**Requirement**
Each record below is to be set down again precisely.

*** Task input ***

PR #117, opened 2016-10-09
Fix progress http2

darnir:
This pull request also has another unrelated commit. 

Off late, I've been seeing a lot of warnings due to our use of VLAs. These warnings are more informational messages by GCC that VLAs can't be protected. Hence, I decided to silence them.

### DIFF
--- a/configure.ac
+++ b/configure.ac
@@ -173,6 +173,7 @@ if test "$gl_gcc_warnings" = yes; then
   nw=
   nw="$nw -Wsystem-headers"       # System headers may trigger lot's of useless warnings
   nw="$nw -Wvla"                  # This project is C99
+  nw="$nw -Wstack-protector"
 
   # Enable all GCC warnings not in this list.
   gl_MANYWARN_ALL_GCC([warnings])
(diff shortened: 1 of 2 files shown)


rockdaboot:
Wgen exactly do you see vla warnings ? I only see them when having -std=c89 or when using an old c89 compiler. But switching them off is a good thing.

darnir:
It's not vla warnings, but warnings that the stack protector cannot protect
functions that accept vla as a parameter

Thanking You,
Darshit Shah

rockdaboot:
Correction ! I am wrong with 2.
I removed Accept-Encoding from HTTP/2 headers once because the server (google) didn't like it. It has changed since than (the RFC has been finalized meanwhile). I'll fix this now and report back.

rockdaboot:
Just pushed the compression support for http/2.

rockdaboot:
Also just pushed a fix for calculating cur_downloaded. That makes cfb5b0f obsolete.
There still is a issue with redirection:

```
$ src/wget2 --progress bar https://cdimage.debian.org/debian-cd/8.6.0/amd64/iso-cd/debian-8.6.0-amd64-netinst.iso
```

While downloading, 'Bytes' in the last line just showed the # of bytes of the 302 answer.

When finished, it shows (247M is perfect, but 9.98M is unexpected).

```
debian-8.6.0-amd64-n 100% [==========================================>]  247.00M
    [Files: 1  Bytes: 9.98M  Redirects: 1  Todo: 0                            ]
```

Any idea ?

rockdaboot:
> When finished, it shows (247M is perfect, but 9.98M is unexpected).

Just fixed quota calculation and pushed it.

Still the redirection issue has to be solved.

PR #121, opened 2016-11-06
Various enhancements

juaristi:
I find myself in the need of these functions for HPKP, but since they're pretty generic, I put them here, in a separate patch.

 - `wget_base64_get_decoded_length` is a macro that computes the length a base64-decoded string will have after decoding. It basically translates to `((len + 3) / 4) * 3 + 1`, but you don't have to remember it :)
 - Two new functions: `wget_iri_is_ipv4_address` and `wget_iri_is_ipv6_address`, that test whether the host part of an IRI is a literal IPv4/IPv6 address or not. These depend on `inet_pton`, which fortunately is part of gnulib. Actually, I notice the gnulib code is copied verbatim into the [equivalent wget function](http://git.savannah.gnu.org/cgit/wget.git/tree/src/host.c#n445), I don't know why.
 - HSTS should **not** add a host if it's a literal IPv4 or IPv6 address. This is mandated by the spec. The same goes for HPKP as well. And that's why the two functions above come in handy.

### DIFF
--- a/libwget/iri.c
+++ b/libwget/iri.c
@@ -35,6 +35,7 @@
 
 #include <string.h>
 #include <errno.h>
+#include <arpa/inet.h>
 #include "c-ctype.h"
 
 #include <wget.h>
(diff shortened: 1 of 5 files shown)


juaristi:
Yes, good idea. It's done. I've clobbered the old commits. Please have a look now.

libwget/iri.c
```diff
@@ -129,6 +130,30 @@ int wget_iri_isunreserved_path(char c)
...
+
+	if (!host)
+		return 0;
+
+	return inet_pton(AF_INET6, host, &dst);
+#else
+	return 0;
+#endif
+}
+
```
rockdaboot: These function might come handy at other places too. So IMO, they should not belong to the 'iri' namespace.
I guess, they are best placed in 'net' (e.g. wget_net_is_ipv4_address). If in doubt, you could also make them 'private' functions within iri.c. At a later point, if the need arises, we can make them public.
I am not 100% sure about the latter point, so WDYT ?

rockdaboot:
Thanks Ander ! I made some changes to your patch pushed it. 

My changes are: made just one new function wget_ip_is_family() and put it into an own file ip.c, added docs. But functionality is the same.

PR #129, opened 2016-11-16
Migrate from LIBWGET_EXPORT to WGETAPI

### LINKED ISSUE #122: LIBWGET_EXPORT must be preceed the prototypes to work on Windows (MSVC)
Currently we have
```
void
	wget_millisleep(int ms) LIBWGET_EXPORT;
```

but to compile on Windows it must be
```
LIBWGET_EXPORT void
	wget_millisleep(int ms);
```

*** End of Task input ***

**Exercise answer**
PR #117, opened 2016-10-09
Fix progress http2

darnir:
This pull request also has another unrelated commit. 

Off late, I've been seeing a lot of warnings due to our use of VLAs. These warnings are more informational messages by GCC that VLAs can't be protected. Hence, I decided to silence them.

### DIFF
--- a/configure.ac
+++ b/configure.ac
@@ -173,6 +173,7 @@ if test "$gl_gcc_warnings" = yes; then
   nw=
   nw="$nw -Wsystem-headers"       # System headers may trigger lot's of useless warnings
   nw="$nw -Wvla"                  # This project is C99
+  nw="$nw -Wstack-protector"
 
   # Enable all GCC warnings not in this list.
   gl_MANYWARN_ALL_GCC([warnings])
(diff shortened: 1 of 2 files shown)


rockdaboot:
Wgen exactly do you see vla warnings ? I only see them when having -std=c89 or when using an old c89 compiler. But switching them off is a good thing.

darnir:
It's not vla warnings, but warnings that the stack protector cannot protect
functions that accept vla as a parameter

Thanking You,
Darshit Shah

rockdaboot:
Correction ! I am wrong with 2.
I removed Accept-Encoding from HTTP/2 headers once because the server (google) didn't like it. It has changed since than (the RFC has been finalized meanwhile). I'll fix this now and report back.

rockdaboot:
Just pushed the compression support for http/2.

rockdaboot:
Also just pushed a fix for calculating cur_downloaded. That makes cfb5b0f obsolete.
There still is a issue with redirection:

```
$ src/wget2 --progress bar https://cdimage.debian.org/debian-cd/8.6.0/amd64/iso-cd/debian-8.6.0-amd64-netinst.iso
```

While downloading, 'Bytes' in the last line just showed the # of bytes of the 302 answer.

When finished, it shows (247M is perfect, but 9.98M is unexpected).

```
debian-8.6.0-amd64-n 100% [==========================================>]  247.00M
    [Files: 1  Bytes: 9.98M  Redirects: 1  Todo: 0                            ]
```

Any idea ?

rockdaboot:
> When finished, it shows (247M is perfect, but 9.98M is unexpected).

Just fixed quota calculation and pushed it.

Still the redirection issue has to be solved.

PR #121, opened 2016-11-06
Various enhancements

juaristi:
I find myself in the need of these functions for HPKP, but since they're pretty generic, I put them here, in a separate patch.

 - `wget_base64_get_decoded_length` is a macro that computes the length a base64-decoded string will have after decoding. It basically translates to `((len + 3) / 4) * 3 + 1`, but you don't have to remember it :)
 - Two new functions: `wget_iri_is_ipv4_address` and `wget_iri_is_ipv6_address`, that test whether the host part of an IRI is a literal IPv4/IPv6 address or not. These depend on `inet_pton`, which fortunately is part of gnulib. Actually, I notice the gnulib code is copied verbatim into the [equivalent wget function](http://git.savannah.gnu.org/cgit/wget.git/tree/src/host.c#n445), I don't know why.
 - HSTS should **not** add a host if it's a literal IPv4 or IPv6 address. This is mandated by the spec. The same goes for HPKP as well. And that's why the two functions above come in handy.

### DIFF
--- a/libwget/iri.c
+++ b/libwget/iri.c
@@ -35,6 +35,7 @@
 
 #include <string.h>
 #include <errno.h>
+#include <arpa/inet.h>
 #include "c-ctype.h"
 
 #include <wget.h>
(diff shortened: 1 of 5 files shown)


juaristi:
Yes, good idea. It's done. I've clobbered the old commits. Please have a look now.

libwget/iri.c
```diff
@@ -129,6 +130,30 @@ int wget_iri_isunreserved_path(char c)
...
+
+	if (!host)
+		return 0;
+
+	return inet_pton(AF_INET6, host, &dst);
+#else
+	return 0;
+#endif
+}
+
```
rockdaboot: These function might come handy at other places too. So IMO, they should not belong to the 'iri' namespace.
I guess, they are best placed in 'net' (e.g. wget_net_is_ipv4_address). If in doubt, you could also make them 'private' functions within iri.c. At a later point, if the need arises, we can make them public.
I am not 100% sure about the latter point, so WDYT ?

rockdaboot:
Thanks Ander ! I made some changes to your patch pushed it. 

My changes are: made just one new function wget_ip_is_family() and put it into an own file ip.c, added docs. But functionality is the same.

PR #129, opened 2016-11-16
Migrate from LIBWGET_EXPORT to WGETAPI

### LINKED ISSUE #122: LIBWGET_EXPORT must be preceed the prototypes to work on Windows (MSVC)
Currently we have
```
void
	wget_millisleep(int ms) LIBWGET_EXPORT;
```

but to compile on Windows it must be
```
LIBWGET_EXPORT void
	wget_millisleep(int ms);
```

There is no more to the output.